Whenever a commercial airplane crashes, officials and the public await the discovery and analysis of the “black box” flight data recorder, which indicates the status of various flight parameters over time. Often, the failure that led to disaster happened minutes or even hours before the actual crash.
Less dramatically, assume that a bag fails to turn up at baggage claim at the airport. All the owner knows, and probably all the baggage claim agent knows, is that the bag did not arrive, with no idea initially at which of the many stages of handling from initial check-in some mistake occurred. Using the bag tag identifier (typically encoded with a bar code), the airline is usually able to determine the bag's whereabouts by tracing the identifier back through a tracking system.
As useful and sometimes necessary as such fault-detection systems may be, they generally track events (aileron failure, misrouting), but the very act of initiating an inquiry, and the circumstances of the inquiry itself, may sometimes provide information as relevant, or even more relevant, than information about individual failure events. For example, knowing that there have been a large number of recent inquiries about a person's credit history might be highly relevant to a potential lender, regardless of the results of the inquiries. In short, the “metadata” about information access may sometimes be as valuable as the information itself.
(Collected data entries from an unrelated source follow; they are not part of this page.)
PR #1275, opened 2020-07-01
fix: invalid isa pointer access in ios 14

rigor789:
## PR Checklist

## What is the new behavior?

Fixes/Implements/Closes #[Issue Number].


rigor789:
@cla-bot check

src/NativeScript/ObjC/IsObjcObject.cpp
```diff
@@ -214,90 +36,13 @@ bool IsObjcObject(const void* inPtr) {
...
-    // Check if the pointer is aligned
-    //
-    if (((uintptr_t)inPtr % sizeof(uintptr_t)) != 0) {
-        return false;
-    }
-
-    //
-    // Check if the memory is valid and readable
-    //
-    if (!IsValidReadableMemory(inPtr)) {
```
mbektchiev, line 236: I think this check needs to be kept because otherwise `object_getClass` will crash in cases where the argument is a value pointing to unreadable memory.

mbektchiev: See:
```
(lldb) p (Class)object_getClass(0x12344)
error: Execution was interrupted, reason: EXC_BAD_ACCESS (code=1, address=0x12344).
The process has been returned to the state before expression evaluation.
```

src/NativeScript/ObjC/IsObjcObject.cpp
```diff
@@ -214,90 +36,13 @@ bool IsObjcObject(const void* inPtr) {
...
-    //
-    if (IsObjcTaggedPointer(inPtr, NULL)) {
-        return true;
-    }
-#endif
-
-    //
-    // Check if the pointer is aligned
-    //
-    if (((uintptr_t)inPtr % sizeof(uintptr_t)) != 0) {
```
mbektchiev, line 229: The check could also be kept as it doesn't use any forbidden APIs and can serve at least as an optimization.

src/NativeScript/ObjC/IsObjcObject.cpp
rigor789: Good point - I wanted to leave it in, but had some trouble with it, specifically this test (and a few more)

```js
    it("Exception in callback propagates to caller and doesn't crash app", function () {
		const jsCallback = TNSPrimitives.extend({
			methodWithNSNumber: function (x) {
				throw new Error("Called with " + x);
			}
		}).alloc().init();

        // performSelector is used to perform a native callback(instead of direct JS call)
		const invocation = () => jsCallback.performSelectorWithObject("methodWithNSNumber:", 127);
        expect(invocation).toThrowError(/Called with 127/);
    });
```

When stepping through with the debugger, `127` would be a NSNumber (or similar, can't recall exactly). `object_getClass` would return the correct class for it, however `IsValidReadableMemory` would return false - thus the whole `IsObjcObject` would return false, and would cause the test to return `null` instead of `127`.

With a bit more testing - seems like previously it was caught by the tagged pointer check.

I'll try to analyze the `IsValidReadableMemory` a bit more, and figure out why `vm_region_64` returns 1 (meaning an error).

src/NativeScript/ObjC/IsObjcObject.cpp
rigor789: This was also giving me trouble with the above case with `127`/`NSNumber`

src/NativeScript/ObjC/IsObjcObject.cpp
mbektchiev: Yes, most probably it was correctly being reported as a tagged pointer. I don't know if this check could also be left there, but if it isn't forbidden by iOS 14 it might be better to keep it as well.

rigor789: Wasn't sure about that either, because the tags have changed in objc too:

From https://opensource.apple.com/source/objc4/objc4-709/runtime/objc-internal.h.auto.html
```c
typedef uint16_t objc_tag_index_t;
enum
#endif
{
    OBJC_TAG_NSAtom            = 0, 
    OBJC_TAG_1                 = 1, 
    OBJC_TAG_NSString          = 2, 
    OBJC_TAG_NSNumber          = 3, 
    OBJC_TAG_NSIndexPath       = 4, 
    OBJC_TAG_NSManagedObjectID = 5, 
    OBJC_TAG_NSDate            = 6, 
    OBJC_TAG_RESERVED_7        = 7, 

    OBJC_TAG_First60BitPayload = 0, 
    OBJC_TAG_Last60BitPayload  = 6, 
    OBJC_TAG_First52BitPayload = 8, 
    OBJC_TAG_Last52BitPayload  = 263, 

    OBJC_TAG_RESERVED_264      = 264
};
```

And the more recent version from https://opensource.apple.com/source/objc4/objc4-781.2/runtime/objc-internal.h.auto.html
```c
typedef uint16_t objc_tag_index_t;
enum
#endif
{
    // 60-bit payloads
    OBJC_TAG_NSAtom            = 0, 
    OBJC_TAG_1                 = 1, 
    OBJC_TAG_NSString          = 2, 
    OBJC_TAG_NSNumber          = 3, 
    OBJC_TAG_NSIndexPath       = 4, 
    OBJC_TAG_NSManagedObjectID = 5, 
    OBJC_TAG_NSDate            = 6,

    // 60-bit reserved
    OBJC_TAG_RESERVED_7        = 7, 

    // 52-bit payloads
    OBJC_TAG_Photos_1          = 8,
    OBJC_TAG_Photos_2          = 9,
    OBJC_TAG_Photos_3          = 10,
    OBJC_TAG_Photos_4          = 11,
    OBJC_TAG_XPC_1             = 12,
    OBJC_TAG_XPC_2             = 13,
    OBJC_TAG_XPC_3             = 14,
    OBJC_TAG_XPC_4             = 15,
    OBJC_TAG_NSColor           = 16,
    OBJC_TAG_UIColor           = 17,
    OBJC_TAG_CGColor           = 18,
    OBJC_TAG_NSIndexSet        = 19,

    OBJC_TAG_First60BitPayload = 0, 
    OBJC_TAG_Last60BitPayload  = 6, 
    OBJC_TAG_First52BitPayload = 8, 
    OBJC_TAG_Last52BitPayload  = 263, 

    OBJC_TAG_RESERVED_264      = 264
};
```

Similar issues arise in the context of data, especially in environments in which data files, such as documents, may be downloaded, copied, deleted, and altered not only directly by those initially accessing them, but also by those downstream who may have gotten them from upstream users. There are several known document-control schemes for creating and maintaining access and audit logs, such that access history is preserved for later analysis, but much of the information is stored in a linear, disjointed manner that makes patterns difficult to discern, and often fail to put the data in a context informed by metadata.